Indian Journal of Medical Ethics

BOOK REVJ EWS

Behind the numbers game

Sandhya Srinivasan

DOI: https://doi.org/10.20529/IJME.2005.017


Mohan Rao. From population control to reproductive health: Malthusian arithmetic. New Delhi: Sage Publications, 2004. Rs 350, pp 287. ISBN 81-7829-409-5

Ask a group of medical students to name the country’s biggest public health problem and all of them will mention the ‘population explosion’.

That’s what the author of this book says and indeed health professionals have cited the National Family Planning Programme as justification for research on potentially dangerous drugs, or for persuading women to use controversial contraceptives. Many women approaching the public sector for abortions report being forced to undergo sterilisation as well. It seems as if the Indian medical profession’s paternalism is most evident when dealing with the poor and their decisions on child-bearing. One of the greatest challenges is to convince doctors that the problems in poor people’s lives do not get solved by tubectomies – which, incidentally, account for almost 75 % of all contraceptive use in India, and which leaves one in four with long-term complications.

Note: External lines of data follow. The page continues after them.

PR #1092, opened 2021-04-29
Generate examples tasks from component previews

davidrapson:
## Background

As of https://github.com/citizensadvice/design-system/pull/1076 we've introduced an experimental rails engine based on view components as a future replacement for our standalone haml partials.

Currently we use a custom webpack loader to let us use our haml partials from storybook. This _works_, but requires us to recreate parts of rails on an ad-hoc basis. With the new engine we have a full copy of rails available to us so we'd like to use that somehow to generate examples for the docs.

## Goals

- Provide a way of generating plain HTML examples from component previews.
- Use at least one generated example to replace an existing example within the docs.
- The backstop tests should pass with little or no modification.

### Adds a task for generating examples

Adds a rake task that generates plain html examples from component previews which can then be used in storybook.

```
./bin/generate-examples
```

I've swapped out the pagination example—which was already plain html—with one generated by this new task. If the backstop tests pass then I've managed to swap out a visually like-for-like example.

I've also added an example documentation section showing how the component is used from within rails. It's felt OK hand-writing the usage docs for the existing partials, so have followed that approach here too rather than trying to generate anything.

### Adds a watcher to rebuild examples on change

Adds a version of the start command which also runs a watcher which rebuilds the examples when previews are updated; which in turn triggers a storybook update giving us live-reload behaviour.

```
npm run start:watch
```

We might eventually want to make this the default for `npm start`, but for now I've kept it as a separate command.

I went with using npm run tasks to do this rather than ruby scripts as all storybook related scripts are already using node.

## How to test these changes

- Run storybook using `npm run start:watch`
- Go to `http://localhost:6006/?path=/story/components-pagination--example`
- Try editing the parameters for `with_fifth_page` in `pagination_component_preview.rb` and confirm the example live reloads (tip: try reducing `num_pages` to < 10)
- Add a new component preview example and run `./bin/generate-examples` manually and confirm you get the expected output

## Other options considered

I did look at https://github.com/jonspalmer/view_component_storybook which looks like a great if you want really tight integration with Storybook. For our purposes we want _less_ integration, with a longer term goal of building our own docs using the component library itself. So for that reason I went for a more lo-fi approach.

💭 Thoughts very welcome as I'm sure there's plenty of different ways we could go about this.


styleguide/components/pagination/pagination-docs.mdx
```diff
@@ -23,3 +21,25 @@ Supplementary component used alongside pagination to show how many results have
...
+
+```rb
+render(CitizensAdviceComponents::PaginationComponent.new(
+  current_params: request.query_parameters,
+  num_pages: 100,
+  current_page: 100
+))
+```
+
+The component assumes that you are using `page` as the query otherwise it will respect any other passed in from `current_params`.
```
davidrapson, line 37: I realised whilst writing this that we are force the query parameter used for pagination. Maybe that should be configurable?

pedantic-git: Might be worth looking at https://github.com/kaminari/kaminari for best practice? If I recall correctly, it provides default names for these params but allows them to be overridden if people _really_ need it.

demo/lib/tasks/generate_examples.rake
```diff
@@ -0,0 +1,40 @@
...
+        puts "Skipping #{component_key}"
+      else
+        @session.get "/rails/view_components/#{preview.preview_name}/#{example}"
+        doc = Nokogiri::HTML.parse(@session.response.body)
+
+        component_html = doc.css("#content").inner_html
+
+        output_path = Rails.application.root.join("../styleguide/examples/#{component_key}.html")
+
+        dirname = File.dirname(output_path)
```
pedantic-git, line 31: Slightly weird to call dirname on a string you've just created - couldn't you construct it in two parts:

```ruby
dirname = Rails.application.root.join("../styleguide/examples")
output_path = dirname + "#{component_key}.html"
```

demo/lib/tasks/generate_examples.rake
```diff
@@ -0,0 +1,40 @@
...
+        FileUtils.mkdir_p(dirname) unless File.directory?(dirname)
```
pedantic-git, line 32: The `unless` here is unnecessary since `mkdir_p` succeeds even if the directory exists.

styleguide/components/pagination/pagination-docs.mdx
pedantic-git: I'm not sure I understand the English explanation above. Does `respect` mean "pass through"?

styleguide/components/pagination/pagination.stories.js
```diff
@@ -1,5 +1,5 @@
 import docs from './pagination-docs.mdx';
-import templateExample from './_example.html';
+import templateExample from '../../examples/pagination/with_fifth_page.html';
```
pedantic-git, line 2: What happens if this page hasn't been generated yet? Are we going to force a run of the new rake task during the main build?

If the answer to this is "the files are committed to git", how are we going to ensure people remember to regenerate them if they change the component.

pedantic-git (approved):
This is great! Nothing major but a few minor comments below.

demo/lib/tasks/generate_examples.rake
pedantic-git: If you want to leave it that way round, your existing `output_path` is already a `Pathname` object so you can write: `dirname = output_path.dirname`.

styleguide/components/pagination/pagination-docs.mdx
davidrapson: That's correct, pass through is much clearer.

styleguide/components/pagination/pagination.stories.js
davidrapson: Running the task during the main build would be a bit too late, so largely relying on the files being committed to git. But what we likely want to do as a future iteration is have a watcher that runs alongside the storybook dev server which regenerates them then. But open to other suggestions. This is kinda what we do now with the current webpack loader approach, although it's a bit flaky.

pedantic-git: This sounds like a good approach.

davidrapson: 👍  Ended up adding a watcher in this PR, have updated the description to cover that

package.json
```diff
@@ -68,6 +69,7 @@
     "babel-eslint": "^10.1.0",
     "babel-loader": "^8.1.0",
     "chalk": "^4.1.1",
+    "concurrently": "^6.0.2",
```
davidsauntson, line 72: We have `npm-run-all` in the deps already - this can run tasks in parallel (see the `npm build` task).

styleguide/components/pagination/pagination.stories.js
davidsauntson: Can we have the rake task in the CI process so we know the docs will always be correct on release, regardless of whether someone has remembered to run the task / edited haml files with the watcher active?

davidsauntson (approved):
🎺  This is great!

Question about CI and the rake task but nothing blocking.

package.json
davidrapson: Good catch!

davidrapson:
> Can we have the rake task in the CI process so we know the docs will always be correct on release, regardless of whether someone has remembered to run the task / edited haml files with the watcher active?

The issue with the CI process is that you'd then have to commit the files again during CI which is a touch circular. But thinking about it we could totally run this during the current release process when we build the docs.

davidrapson:
> The issue with the CI process is that you'd then have to commit the files again during CI which is a touch circular. But thinking about it we could totally run this during the current release process when we build the docs.

Committed and then reverted an updated to do this. Needs a little more thought to work with the current CI scripts. I reckon we come back to this once we've got a few more components migrated over.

Medical students learn to diagnose a medical problem and perform technical procedures to it. They are not taught to make the link between ill-health and its social, economic and environmental causes. As Rao points out, “…my training as a doctor did not teach me to understand a problem historically.” (p. 13)

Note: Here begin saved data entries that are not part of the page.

PR #1093, opened 2021-04-30
Replace custom check-size script with size-limit

davidrapson:
Scratching a bit of an itch. We previously provided a custom check-size script which recorded the size of our lib.css file over time and failed the build if the size increased. This approach has a few limitations:

- It only checks raw size, not compressed size
- It checks percentage increase rather than a threshold. This allows slowly expanding the size of our assets as long as it only increases by 1% per time, with no limits set

Proposing switching to https://github.com/ai/size-limit which uses configurable limits for each asset type. It also supports bundling our javascript modules using a clean webpack build to check combined output size.


davidsauntson (approved):
We should formulate a plan for what we're going to do when we reach this limit - otherwise we'll just increase the limit 😄  I'll have a think and we can disucss on Thurs.

davidrapson:
> We should formulate a plan for what we're going to do when we reach this limit - otherwise we'll just increase the limit

Indeed! FWIW I'm not totally against choosing to increase the limit if we hit it. Mostly looking to avoid that choice happening gradually for us. Will hold of merging until we've chatted 👍

davidsauntson:
I'm totally happy for you to merge it!

PR #1102, opened 2021-05-04
Fix: element not of type [NP-1999]

davidsauntson:
Ensures the sign-out button is styled a button rather than a link.

`npm linked` with public website:
image
image

Will require the following overrides in public website advisernet colours scss file:

```scss
$cads-language__brand-primary-contrast: $cads-palette__white;
$cads-language__primary-button-colour: $cads-palette__blue-adviser;
$cads-language__tertiary-button-dark-hover-colour: $cads-palette__blue-adviser-dark;
$cads-header__sign-out-background-colour: $cads-language__brand-primary;
$cads-header__sign-out-colour: $cads-language__brand-primary-contrast;
$cads-header__sign-out-border-colour: $cads-language__brand-primary-contrast;
```


scss/4-elements/_buttons.scss
```diff
@@ -125,3 +125,16 @@ $button-shadow-size: 4px;
     transform: none;
   }
 }
+
+%cads-button__tertiary--dark {
```
davidsauntson, line 129: Went for a placeholder here as the button is only styled to be dark inside the greedy nav - so this isn't needed as a class ATM.  Can always change later if required.

davidrapson: Sounds good; I'd even be tempted to inline this into `cads-header__sign-out` for now.

davidrapson (approved):
👍 Looks good to me

When we come to convert this to a view component I reckon we can stream-line the template side of this then; so this looks good for now.

PR #1104, opened 2021-05-04
fix: callouts as sections [NP-2017]

davidsauntson:
Renders callout as `section` elements as recommended by DAC.

If a `title` attribute is provided, it is rendered as an `aria-label` attribute on the `section` element.  Note that:
 - this is already present in the `notice` hash created by the public website renderer
 - only Adviser callouts have a meaningful title so we will need to be careful when we merge this into public website, as some non-adviser callouts will generate `notice["title"]` like `example-callout-milli-9e8r93`

### DIFF
--- a/CHANGELOG.md
+++ b/CHANGELOG.md
@@ -1,6 +1,7 @@
 **Bugfixes**
 
 - 👤 Header: The sign out button now has the visual appearance of a button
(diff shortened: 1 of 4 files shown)


davidrapson (approved):
👍 Nice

From population control… analyses the Indian family planning programme and its ideological roots and the larger social, political and historical context.

1 provides a short history of the world’s first national family planning programme. Various strategies were launched enthusiastically – condoms, IUCDs, sterilisation – but much of the drop in fertility is attributable to other causes. Family planning budgets grew even as overall health budgets shrunk. By 2002, the government had given up most pretenses of providing free health care as a right, to concentrate on family planning. Coercion became an intrinsic part of the programme, as state laws were enacted offering incentives and disincentives to enforce the two-child norm. The groundwork had been laid for unethical research including the blatantly illegal promotion of quinacrine for ‘chemical sterilisation’ using a network of unregistered medical practitioners. In other words, anything goes when it comes to contraception.

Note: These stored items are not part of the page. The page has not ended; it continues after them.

PR #1271, opened 2021-06-23
Test cleanup

davidrapson:
A bit of cleanup post Github Actions migration. Mostly removing old drivers, methods, and config files that no longer apply.

- **Remove some old grid environment variables** — We no longer use the grid diver for actions
- **Single config for pa11yci** — Github Actions can use the same localhost URL so we only need a single config
- **Remove old backstop config** — Holdover from Jenkins / docker-composer setup
- **Remove test helpers** — Cleans up a few places where we had some unused test helper code


testing/.env.example
```diff
@@ -30,12 +30,6 @@ BROWSERSTACK_DEBUG_MODE=false
 # i.e. iPad7th_13 --> iPad 7th generation, Running Browser Version(iOS), 13
 BROWSERSTACK_CONFIGURATION_OPTIONS=Windows_10_83
 
-# Whether you want to run on the Selenium Grid or not?
-GRID=false
```
luke-hill, line 34: I'm a bit against removing these from the example file, as these env params will still work and can be used locally by someone spinning up a grid.

We will also definitely be doing some more work on this once 4.0.0 is out as I'm hearing then the edge image for docker will be a bit better (Possibly).

luke-hill (commented):
Actually you can possibly disregard my point if you want us to entirely stop using grid for DS.

I'm not sure how I feel, not necessarily against it. Not necessarily for it. Sorta fenced. 🤷

testing/.env.example
davidrapson: Oh interesting, I hadn't considered someone using grid locally. We don't have any need for it in github actions land anymore. So perhaps the best thing to do is instead to update the examples to they are more generic; not referring to docker-compose endpoints that no longer exist.

luke-hill: Tell you what. To avoid holding this up. Lets delete these for now. And "if" we want to use them again in DS, we'll just re-add them in.

davidrapson: Hah! I went the other way 😄.

davidsauntson (approved):

PR #1273, opened 2021-06-24
Add spec for fetch_or_fallback helper

davidrapson:
Ports over the library test code and helper method from Primer. Converts from minitest syntax to rspec equivalents.

- Adds a single spec for fetch_or_fallback to cover the common scenarios.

‘Red herrings: Malthusianism and neo-Malthusianism’, sketches the ideological foundations of the Indian programme. Thomas Malthus argued that uncontrolled population growth would create a crisis in resource availability. Essentially, Malthus and his successors justified the status quo distribution of resources in society, and called for population control to safeguard this distribution pattern. This view drives the international population control establishment with its Indian variations, supported by national governments and funding agencies.

‘Beyond Malthusian arithmetic’ describes the way in which studies in family planning in India have supported this population control programme. The author argues that these studies do not recognise the complex influences on decision-making on family size.

‘Reifying reproduction’, looks at the ‘paradigm shift’ from ‘population control’ to ‘reproductive rights’ at the 1994 International Conference on Population and Development in Cairo. Reproductive rights seem to be an acknowledgement of women’s concerns. However, the author suggests that this shift should be seen in the context of the structural adjustment programmes of the 1990s, and governments’ abandonment of their commitment to health for all through primary health care as promised in the 1978 Alma Ata Declaration. Reproductive health and rights refer to programmes targeted at women as potential child-bearers. Further, the overall goal remained the same — of reducing fertility, rather than providing health care. The concept of reproductive rights co-opted the language of feminist health activists for population control.

‘Into the 1990s: old wine in new bottles?’ is an analysis of the government’s Reproductive and Child Health programme launched after the Cairo Conference. ‘Conclusion: the many avatars of Malthus’ asks why people are drawn to this ideology in its new forms today. Why do people continue to believe that our problems are due to population? The author suggests that this ideology allows us not to question the inequities responsible for ill-health.

The author’s arguments are supported by extensive documentation from studies, government documents and other literature. The book is an invaluable resource for health professionals, policy makers, journalists and others interested in understanding the background to our obsession with population.